PR #1793, opened 2019-08-14
use python-cryptography instead of python-crypto

dirk-thomas:
Redo of #1606 since the fork has been delete and the patch needed some fixes.

The passing CI for the original PR which had bugs which would have failed at runtime shows that this code isn't covered by any unit tests. So this needs manual testing to ensure it doesn't break anything.

A few pending questions inline.

### DIFF
--- a/tools/rosbag/src/rosbag/bag.py
+++ b/tools/rosbag/src/rosbag/bag.py
@@ -50,8 +50,11 @@ import threading
 import time
 import yaml
 
-from Crypto import Random
-from Crypto.Cipher import AES
+from cryptography.hazmat.backends import default_backend
+from cryptography.hazmat.primitives.ciphers import Cipher
+from cryptography.hazmat.primitives.ciphers.algorithms import AES
+from cryptography.hazmat.primitives.ciphers.modes import CBC
+
 import gnupg
 
 try:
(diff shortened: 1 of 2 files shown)


tools/rosbag/src/rosbag/bag.py
```diff
@@ -75,6 +78,9 @@
         'LZ4 compression will not be available.')
     found_lz4 = False
 
+AES_BLOCK_SIZE = 16
```
dirk-thomas, line 81: Why use this constant over `AES.block_size` (which is `128`)?

tools/rosbag/src/rosbag/bag.py
```diff
@@ -349,7 +360,7 @@ def get_info_str(self):
     def _build_symmetric_key(self):
         if not self._gpg_key_user:
             return
-        self._symmetric_key = Random.new().read(AES.block_size)
+        self._symmetric_key = os.urandom(AES.block_size)
```
dirk-thomas, line 363: Why `AES.block_size` here instead of `AES_BLOCK_SIZE`?

dirk-thomas:
This is currently blocking the Python 3 migration (see https://github.com/ros/ros_comm/pull/1792#discussion_r313638653).

dirk-thomas:
@mikepurvis Since you commented on the original ticket do you have a use case for this? If yes, could you manually test this change to ensure in doesn't break compatibility / behavior?

dirk-thomas:
As an alternative I am considering #1609 since it is much simpler and therefore has a lower chance of regressions.

dirk-thomas:
For now we went with `pycryptodome` in #1609. I will go ahead and close this.

PR #1794, opened 2019-08-15
fix line endings to be LF

dirk-thomas:
Change file with CRLF back to LF.

PR #1795, opened 2019-08-15
more Python 3 compatibility

dirk-thomas:
Follow up of #1785.

~~The first commit is in a separate PR #1794 and will be removed from this one as soon as it is merged. Instead of looking at the changes to `clients/rospy/src/rospy/core.py` (which are fixing the line endings in the file) it is best to look at the actual change in f1680fd7c3bb38df6b42cf6b81544ce7f8abeca2.~~ The other PR has been merged and this branch been rebased.

### DIFF
--- a/test/test_rosmaster/test/client_verification/test_slave_api.py
+++ b/test/test_rosmaster/test/client_verification/test_slave_api.py
@@ -124,7 +124,7 @@ class TestSlaveApi(unittest.TestCase):
                 time.sleep(0.1)
         if not self.node_api:
             self.fail("master did not return XML-RPC API for [%s, %s]"%(self.caller_id, self.test_node))
-        print "[%s] API  = %s"%(self.test_node, self.node_api)
+        print("[%s] API  = %s"%(self.test_node, self.node_api))
         self.assert_(self.node_api.startswith('http'))
         self.node = ServerProxy(self.node_api)
 
--- a/test/test_rosmaster/test/client_verification/test_slave_api.py
+++ b/test/test_rosmaster/test/client_verification/test_slave_api.py
@@ -173,7 +173,10 @@ class TestSlaveApi(unittest.TestCase):
         """
         validates a URI as being http(s)
         """
-        import urlparse
+        try:
+            import urllib.parse as urlparse
+        except ImportError:
+            import urlparse
         parsed = urlparse.urlparse(uri)
         self.assert_(parsed[0] in ['http', 'https'], 'protocol [%s] is [%s] invalid'%(parsed[0], uri))
         self.assert_(parsed[1], 'host missing [%s]'%uri)
@@ -323,7 +326,10 @@ class TestSlaveApi(unittest.TestCase):
         self.check_uri(uri)
 
         # check against env, canonicalize for comparison
-        import urlparse
+        try:
+            import urllib.parse as urlparse
+        except ImportError:
+            import urlparse
         master_env = rosgraph.get_master_uri()
         if not master_env.endswith('/'):
             master_env = master_env + '/'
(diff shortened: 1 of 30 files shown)


sloretz (dismissed):
f1680fd LGTM

test/test_rosmaster/test/client_verification/test_slave_api.py
```diff
@@ -124,7 +124,7 @@ def setUp(self):
                 time.sleep(0.1)
         if not self.node_api:
             self.fail("master did not return XML-RPC API for [%s, %s]"%(self.caller_id, self.test_node))
-        print "[%s] API  = %s"%(self.test_node, self.node_api)
+        print("[%s] API  = %s"%(self.test_node, self.node_api))
```
sloretz, line 127: Just noting usually `from __future__ import print_function` would be used, but it looks like there's no difference in output in this case.

tools/rostest/nodes/advertisetest
```diff
@@ -135,19 +133,19 @@ class AdvertiseTest(unittest.TestCase):
...
                         t_name_set.remove(t_name)
                         topic = self.topics[t_name]
-                        assert_true(t_elapsed < topic['timeout'],
-                                    'Topic [%s] is advertised before timeout [%s] secs' % (topic['name'], topic['timeout']))
-                        assert_false(topic['negative'],
-                                     'Topic [%s] is not advertised' % (topic['name']))
+                        assert t_elapsed < topic['timeout'], \
+                            'Topic [%s] is advertised before timeout [%s] secs' % (topic['name'], topic['timeout'])
+                        assert not topic['negative'], \
+                            'Topic [%s] is not advertised' % (topic['name'])
```
sloretz, line 139: If this is asserting `not topic['negative']`, would an assertion failure mean the topic was unexpectedly advertised?

tools/rostest/nodes/advertisetest
```diff
@@ -168,20 +166,20 @@ class AdvertiseTest(unittest.TestCase):
...
                         s_name_set.remove(s_name)
                         service = self.services[s_name]
-                        assert_true(t_elapsed < service['timeout'],
-                                    'Service [%s] is advertised before timeout [%s] secs' % (service['name'], service['timeout']))
-                        assert_false(service['negative'],
-                                     'Service [%s] is not advertised' % (service['name']))
+                        assert t_elapsed < service['timeout'], \
+                            'Service [%s] is advertised before timeout [%s] secs' % (service['name'], service['timeout'])
+                        assert not service['negative'], \
+                            'Service [%s] is not advertised' % (service['name'])
```
sloretz, line 172: Is the service not advertised, or unexpectedly advertised?

sloretz (approved):
LGTM, just a couple questions about assertion messages that were already there before this PR

test/test_rosmaster/test/client_verification/test_slave_api.py
dirk-thomas: As long as the code only prints a single string argument you don't need the future import.

When the code passes multiple string arguments you might want the future import in order to not change the behavior change what separator is used between the arguments.

When the code uses `file=sys.stderr` you certainly need the future import to make it work in Python 2.

See http://wiki.ros.org/python_2_and_3_compatible_code#Print_is_now_a_function which describes those cases.

tools/rostest/nodes/advertisetest
dirk-thomas: Correct.

tools/rostest/nodes/advertisetest
dirk-thomas: I think this check ensure that such a a service is not advertised. Similar to the topic test above.

sloretz: > I think this check ensure that such a a service is not advertised.

It looks like if the test fails the output will be `AssertionError: Service [foo] is not advertised`. If that's what it's checking I think it should say the opposite.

Your assignment: Nothing but lines that contain "compatibility" should appear in the answer. Copy each from the records.

Reply to the task:
@mikepurvis Since you commented on the original ticket do you have a use case for this? If yes, could you manually test this change to ensure in doesn't break compatibility / behavior?
more Python 3 compatibility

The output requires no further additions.